EXERCISE PROMPT: Using the listing below, copy exactly the lines from the one containing "osname = platform.uname().system" to the one containing "I've been somewhat", both lines included, and no others.

_____

PR #2050, opened 2021-04-29
firedrake-update installs petsc4py if not yet installed

ksagiyam:
This PR is to let `firedrake-update` install `petsc4py` if not yet installed.

### DIFF
--- a/scripts/firedrake-install
+++ b/scripts/firedrake-install
@@ -15,6 +15,7 @@ import shlex
 from glob import iglob
 from itertools import chain
 import re
+import importlib
 
 osname = platform.uname().system
 arch = platform.uname().machine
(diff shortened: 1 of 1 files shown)


ReubenHill:
Has something changed that necessitates this? I thought petsc4py was part of PETSc now?

ksagiyam:
Firedrake still installs `petsc` and `petsc4py` separately. If `firedrake-install` fails somewhere after successfully installing `petsc`, `firedrake-update` can continue installation bypassing the expensive `petsc` installation, but currently this process fails to install `petsc4py`, as we assume that we already have `petsc4py` when we call `firedrake-update`. This PR attempts to fix this.

connorjward:
Could this be made clear in a comment?

ksagiyam:
Thanks. Added comments.

PR #2051, opened 2021-04-30
Annotate functions with PETSc events

connorjward:
I've added `@PETSc.Log.EventDecorator()` decorators to lots of functions. The idea here is to combine this with the flame graph output that PETSc now supports so we can get some nice, low effort profiling information for Firedrake users.

I've been somewhat arbitrary with the functions that I've labelled. What I intend to do is run all of the demos and look for any big gaps as this will indicate a section where we need extra annotations.

~But. Before any of this gets merged I've identified some [major bugs](https://gitlab.com/petsc/petsc/-/merge_requests/3937) in the flame graph stuff I did in PETSc that should really get fixed beforehand.~
Edit: This is now fixed.

This should ideally get merged with https://github.com/OP2/PyOP2/pull/623.

### DIFF
--- a/firedrake/bcs.py
+++ b/firedrake/bcs.py
@@ -9,7 +9,6 @@ from ufl import as_ufl, UFLException, as_tensor, VectorElement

_____

RESPONSE BELOW:
 osname = platform.uname().system
 arch = platform.uname().machine
(diff shortened: 1 of 1 files shown)


ReubenHill:
Has something changed that necessitates this? I thought petsc4py was part of PETSc now?

ksagiyam:
Firedrake still installs `petsc` and `petsc4py` separately. If `firedrake-install` fails somewhere after successfully installing `petsc`, `firedrake-update` can continue installation bypassing the expensive `petsc` installation, but currently this process fails to install `petsc4py`, as we assume that we already have `petsc4py` when we call `firedrake-update`. This PR attempts to fix this.

connorjward:
Could this be made clear in a comment?

ksagiyam:
Thanks. Added comments.

PR #2051, opened 2021-04-30
Annotate functions with PETSc events

connorjward:
I've added `@PETSc.Log.EventDecorator()` decorators to lots of functions. The idea here is to combine this with the flame graph output that PETSc now supports so we can get some nice, low effort profiling information for Firedrake users.

I've been somewhat arbitrary with the functions that I've labelled. What I intend to do is run all of the demos and look for any big gaps as this will indicate a section where we need extra annotations.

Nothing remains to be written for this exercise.